Hay quienes creen que todo comienza desde la concepción en el seno materno. Los religiosos, en general, y Vélez Sarsfield, en el artículo 70 de su Código Civil. Otros creen que recién se inicia cuando se nace. El mismo Vélez en el artículo 74 cuando dice que, nacido muerto, el feto no adquiere derechos. Para otros, la vida distinta de la madre es cuando el feto se implanta a los pocos días de la fecundación o cuando aparece la médula espinal (día 14) o cuando es viable o el sistema neurológico está pleno (semana 12) y, así, tantos más.

¿Entonces? Que no es más que un prejuicio dogmático o una pose de moralina no discutir el tema entre los representantes del pueblo. Que el Estado no está para hacernos “buenos” o nobles sino para garantizar la libertad de pensamiento y acción siempre que no tropiece con el artículo 19 de la Constitución y jorobe al prójimo. Que una norma no obliga: faculta. Nadie se divorció porque Alfonsín impulsara la ley de separación sino porque quienes lo hicieron dejaron de amarse o lo que fuera en su vida privada, ajena a la mano del gobierno. Y que, finalmente, quizá el gran médico y antropólogo de su especialidad Diego Gracia se animó hace tiempo a ayudarnos a pensar a ciudadanos y legisladores cuando dijo: “La muerte es un hecho cultural, humano. Tanto el criterio de muerte cardiopulmonar como el de muerte cerebral y el de muerte cortical son construcciones culturales, convenciones racionales, pero que no pueden identificarse sin más con el concepto de muerte natural. No hay muerte natural. Toda muerte es cultural. Y los criterios de muerte también lo son. Es el hombre el que dice qué es la vida y qué es la muerte. Y puede ir cambiando su definición de estos términos con el transcurso del tiempo. Los criterios de muerte pueden, deben y tienen que ser racionales y prudentes, pero no pueden a aspirar nunca a ser ciertos”. Quizá sea válido también para pensar el inicio de la vida misma.

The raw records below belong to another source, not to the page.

PR #920, opened 2020-08-24
Update comparison.md

shuding:
This part is not true:

> SWR uses component styling/visibility to only prefetch the next page and does not provide the capability to "lag" previous query results while new ones load without much non-trivial hackery.

SWR has a pagination API that supports the capability ([docs](https://swr.vercel.app/docs/pagination#use-swr-infinite)). "component styling/visibility" is just a code pattern and it's never required by SWR.

### DIFF
--- a/docs/src/pages/docs/comparison.md
+++ b/docs/src/pages/docs/comparison.md
@@ -26,7 +26,7 @@ Feature/Capability Key:
 | Polling/Intervals                            | ✅                                     | ✅                                             | ✅                                                                        |
 | Parallel Queries                             | ✅                                     | ✅                                             | ✅                                                                        |
 | Dependent Queries                            | ✅                                     | ✅                                             | ✅                                                                        |
-| Paginated Queries                            | ✅                                     | 🛑<sup>1</sup>                                 | ✅                                                                        |
+| Paginated Queries                            | ✅                                     | ✅                                             | ✅                                                                        |
 | Infinite Queries                             | ✅                                     | ✅                                             | ✅                                                                        |
 | Initial Data                                 | ✅                                     | ✅                                             | ✅                                                                        |
 | Scroll Recovery                              | ✅                                     | ✅                                             | ✅                                                                        |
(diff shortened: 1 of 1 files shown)


tannerlinsley:
I believe the docs are still very accurate. It's important to understand that paginated or "lagged" queries are not the same as infinite queries. You can clearly see that there is a ✅ next to `Infinite Queries` for SWR as per your documentation link. As far as I know, SWR does not have the capability to lag query results in either the `useSWR` or `useSWRInfinite` hooks.

shuding:
If that's your definition, you should rename "Paginated Queries" to "Lagged Queries". Otherwise it will be misleading and people will think that SWR doesn't support pagination at all. It's not necessary to have that "lagged data" for pagination. I probably want to see the loading screen of the next page immediately.

tannerlinsley:
We can for sure talk about a better name. Lagged queries isn’t half bad actually. Regardless of the name, I wouldn’t down play the functionality. That very type of UX is what is inspiring and driving Suspense and CM (but for an entire app). Its always better not to clobber data UI to show a loader when it’s avoidable.

styfle:
Why not use something like:

✅ Paginated Queries<sup>1</sup>

Then its clear it supports Paginated Queries but the description below could mention the lagged queries?

tannerlinsley:
I've updated the docs to reflect that SWR is capable of pagination (which is really just being able to change the query key to reflect a specific page), and added an additional row for "Lagged Queries" and an explanation behind it. This further revealed that Apollo also does not have the capability for lagged queries and also that lagged queries apply to infinitely loaded queries as well. So win win!

The important thing to note here (for posterity) is that query lagging essentially gives the same user experience as suspense will in the future. It allows you to persist your current view while the next view loads without the jarring experience of seeing a loading state. Of course, this is partially avoidable via prefetching, but obviously you wouldn't want to disable a button to load the next page until it's been prefetched. Hence, the awesomeness of this feature.

Thanks @styfle and @shuding!

PR #933, opened 2020-08-27
feat: determine staleness locally instead of globally

boschni:
This MR allows users to define different stale times for different situations. Instead of marking a whole query as stale, the staleness of a query is determined when consuming the query. The rationale for this can be found here: https://github.com/tannerlinsley/react-query/discussions/770#discussioncomment-42352 . This also resolves some of the confusion about what happens if different hooks define different stale times.


tannerlinsley:
This is genius.

tannerlinsley:
Do you know if this is something we should highlight in the comparison docs? Or does everyone else have this too...?

tannerlinsley:
This good to merge?

boschni:
Added a comparison to the docs and integrated the hydration changes. Should be good to go now!

PR #942, opened 2020-08-31
fix: always use config from last query execution

boschni:
Currently the query configuration is dependent on the order in which hooks are rendered and this could result in unexpected behaviour. This MR will make sure the query configuration is only changed on execution. Related to https://github.com/tannerlinsley/react-query/discussions/932


tannerlinsley:
Excellent

tannerlinsley:
It's weird that tests are failing randomly. Any ideas here?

Aunque Candela parezca alejada del debate del tema del aborto, los vacíos de ideas posteriores a su muerte, las chicanas políticas que quisieron aprovecharse de su tragedia, se parecen bastante a los no debates, a las no discusiones en materia de aborto, inseguridad, inflación y tantos otros más. Quizá esta terrible muerte convenza a los que corresponda que este silencio sustancial no ha tenido gran éxito. Ni con la niña de Hurlingham ni con tantas otras cuestiones. Una verdadera pena.